Dès la fin du premier conflit mondial, l’horlogerie suisse a connu une période de crise majeure, marquée par une profonde réorganisation sous l’égide de l’État. Ce sauvetage national a notamment pris forme lors d’ententes cartellaires, suivies par des mesures de certification territoriale. Seconde partie : naissance du Swiss made.

Si le sauvetage de l’horlogerie suisse au lendemain du premier conflit mondial a coûté des millions à la Confédération helvétique, il n’en a pas moins fait merveille. Durant la période de l’entre-deux-guerres, grâce aux ententes cartellaires garantissant les prix et un approvisionnement rigoureusement helvétique afin de préserver la division du travail propre à l’établissage, l’horlogerie suisse n’a cessé de se renforcer sur le plan mondial. Non seulement cette double structure protectionniste empêchait les acteurs étrangers de produire des montres à partir de composants suisses, mais elle réservait également les principales innovations de la branche aux seuls acteurs du pays. Innovations au rang desquelles le spiral en Elinvar puis le spiral Nivarox, le porte-échappement ou le système de pare-chocs, pour citer quelques exemples.
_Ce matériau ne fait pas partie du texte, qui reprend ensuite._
PR #1755, opened 2023-06-20
refactor(headers): add headers to network tables

ozym:
This is a refactor to get all the table code to line up, it basically adds a Header struct to each table and then uses it to encode/decode each row.  I've also standardised the variable naming a little more.  This is a no change update and the tests pass as before.


junghao (approved):
Looks good.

La défense de la territorialité de l’établissage était donc achevée à partir de la seconde moitié des années 1930.
Johann Boillat

Et pour bien cimenter cette hégémonie au niveau commercial, dès 1924, deux des principaux groupements patronaux ont eu recours au principe du poinçon de qualité, contrôlé par des bureaux officiels agréés par les autorités fédérales. Ces dispositions protégeaient ainsi la bonne facture helvétique sur les marchés étrangers dans la mesure où le Bureau fédéral de la propriété intellectuelle à Berne était chargé de les faire respecter au niveau international. « La défense de la territorialité de l’établissage était donc achevée à partir de la seconde moitié des années 1930 grâce au renforcement économique, commercial et technologique du tissu industriel, précise l’historien Johann Boillat dans un article sur la question. Lucratif, le système fut dès lors protégé, jusque dans les années 1950, par le Département fédéral de l’économie publique et par les associations patronales. »

Attaque par la base

Cet état de grâce ne pouvait toutefois durer éternellement, d’autant que les structures industrielles suisses semblaient avoir trouvé leurs limites face à la concurrence étrangère. Dès les années 1950, Américains et Japonais entament une conquête des marchés avec des produits de masse bon marché. Alors que le fameux « Statut horloger » interdisait aux fabricants suisses de délocaliser à l’étranger leurs activités à faible valeur ajoutée, notamment la fabrication des pièces d’habillage, c’est précisément ce modèle d’affaires qui allait propulser l’Américain Timex, rompu à la production de munitions durant la guerre, au rang de premier horloger mondial. L’entreprise, qui voit sa production passer de 1 million à 22 millions de pièces entre 1949 1969, est d’ailleurs talonnée par Seiko et ses montres à remontage automatique assemblées à la chaîne dès 1959. En parallèle, les États-Unis commencent à faire pression en matière d’échanges commerciaux, mettant en avant « la nécessité de limiter les transactions avec des pays dont l’industrie est réglementée par voie de cartel », selon les mots du président d’Elgin National Watch Co., autre grande manufacture américaine. Une menace à ne pas prendre à la légère, vu que les États-Unis, premier marché horloger mondial, absorbaient 35 % des volumes d’exportations de montres suisses durant les années 1950.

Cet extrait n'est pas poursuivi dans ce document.